Mixing floating point and integer math
Calls
Floating point change sign
Branches

Example:

In the previous example code taken from the GenerateError routine in the landscape editor, the original computation for m_fBaseError consisted of the following code segment.


m_nBaseError * CLandscape::Vertex_Scale * CLandcape::Vertex_Error_Scale

This code is sinful in two ways. First, m_nBaseError is computed once for the triangle when it is first created and both the CLandscape values are constants. This makes the whole expression a constant value for the life of the triangle and thus did not need to be computed every time in GenerateError. Second, m_nBaseError was blowing the cache because it was mixing floating-point math and integer math. (The floating-point math surrounded the code segment in the ComputeError routine.)

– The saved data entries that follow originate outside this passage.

PR #1734, opened 2024-06-14
workflows: fix outdated/hardcoded requirements file (bug 1902706)

zzzeid:
Another missed change to line up with the previous updates to the test workflow.

In the future, we should somehow consolidate the common aspects of these configurations into a central place or import them from elsewhere, since changes to `deploy-gui.yml` do not get tested as part of the usual CI, and only as part of deployments.


cgsheeh (approved):
Is it possible to have `build` and `deploy` as separate steps, and `deploy` depend on `build`? That would decrease the amount of code which only runs during releases.

PR #1812, opened 2024-09-07
cli, fetch_configs, gui: use arch to construct build regex (bug 1917418)

saschanaz:


mozregression/fetch_configs.py
```diff
@@ -47,7 +47,19 @@
 TIMESTAMP_GECKOVIEW_ARM = to_utc_timestamp(datetime.datetime(2021, 6, 5, 3, 56, 19))
 
 
-def get_build_regex(name, os, bits, processor, platprefix=r".*", platsuffix="", with_ext=True):
+def infer_arch_from_bits(os, bits, processor):
```
zzzeid, line 50: `os` is not actually used in this method. Also, docstring is missing.

mozregression/cli.py
```diff
@@ -285,7 +285,7 @@ def create_parser(defaults):
             "x86_64",
         ),
         default=None,
-        help=("Force alternate build (applies to GVE, Fenix, and Focus)."),
+        help=("Force alternate build (applies to Firefox, GVE, Fenix, and Focus)."),
```
zzzeid, line 288: For completeness might be good to add `Firefox-l10n` to the list as well, since that is technically treated as a separate app here.

mozregression/cli.py
```diff
@@ -585,8 +595,18 @@ def validate(self):
...
-                self.logger.warning("--arch ignored for non Android apps.")
+            if user_defined_bits:
+                self.logger.warning(
+                    "--arch and --bits are passed together. --arch will be preferred."
+                )
+
+            if options.app not in arch_options:
+                self.logger.warning(f"--arch ignored for {options.app}.")
+                options.arch = None
+            elif options.app == "firefox" and mozinfo.os == "mac":
```
zzzeid, line 606: Should this also apply for `firefox-l10n`?

mozregression/fetch_configs.py
```diff
@@ -60,18 +72,23 @@ def get_build_regex(name, os, bits, processor, platprefix=r".*", platsuffix="",
...
+            platform = r"win32"
+        ext = r"\.zip"
     elif os == "linux":
-        if bits == 64:
+        if arch == "aarch64":
+            platform, ext = r"linux-aarch64", r"\.tar.bz2"
+        elif arch == "x86_64":
             platform, ext = r"linux-x86_64", r"\.tar.bz2"
         else:
             platform, ext = r"linux-i686", r"\.tar.bz2"
```
zzzeid, line 94: nit: might as well move `ext` out of the if/elif/else block since they all have the same value, to keep things more consistent. For visibility might even be good to move it to the top of the block.

mozregression/fetch_configs.py
```diff
@@ -609,14 +631,37 @@ def build_regex(self):
...
                 self.processor,
                 platsuffix="-asan-reporter" if "asan" in self.build_type else "",
+                arch=self.arch,
             )
             + "$"
         )
 
+    def available_bits(self):
+        """
+        Returns the available architectures for this application.
```
zzzeid, line 641:
```suggestion
        Returns the available bits for this application.
```

mozregression/fetch_configs.py
```diff
@@ -609,14 +631,37 @@ def build_regex(self):
...
+        """
+        return ["x86", "x86_64", "aarch64"]
+
 
 @REGISTRY.register("firefox-l10n", attr_value="firefox")
 class FirefoxL10nConfig(L10nMixin, FirefoxL10nNightlyConfigMixin, CommonConfig):
-    pass
+    def available_bits(self):
+        """
+        Returns the available architectures for this application.
```
zzzeid, line 656:
```suggestion
        Returns the available bits for this application.
```

zzzeid (changes requested):
Thanks for the contribution!

Few minor comments. If you'd like to test a release of this (e.g., for mozregression-gui), let me know, I can trigger a full "dev" build.

mozregression/cli.py
saschanaz:
```suggestion
            elif options.app in ("firefox", "firefox-l10n") and mozinfo.os == "mac":
```

mozregression/cli.py
saschanaz:
```suggestion
        help=("Force alternate build (applies to Firefox, Firefox-l10n, GVE, Fenix, and Focus)."),
```

saschanaz:
> Thanks for the contribution!
> 
> Few minor comments. If you'd like to test a release of this (e.g., for mozregression-gui), let me know, I can trigger a full "dev" build.

Will that be different from local gui build?

saschanaz:
(Retriggering CI)

zzzeid (approved):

To correct both problems, m_nBaseError was changed to a floating point value and the constant multiplications by the two CLandscape constants were moved to the same place m_nBaseError was being computed. The overall performance increase was around 2-3%.

Here is a sample display from Vtune that show where the instruction cache is getting blown. When the vertical lines change to horizontal, or visa-versa, then an instruction used both instruction caches. You can also see the percentage of processor time that is being consumed by each instruction. (This is just a sample screenshot and has nothing to do with the previous example.)

It is important to remember that blowing the instruction cache is a normal part of the Pentium’s operation. However, in time critical, high stress routines, streamlining the code to reduce the blowing of the instruction cache can improve performance.

Watch Out For _ftol (floating point to long)

Due to the ANSI standard, the usual code generated to convert a floating-point value to a long includes a call, floating point processor adjustments, and the actual conversion. To say the least, this can eat a huge amount of CPU. In the landscape renderer, _ftol was taking almost 10% of the CPU. Following are some helper macros that I use.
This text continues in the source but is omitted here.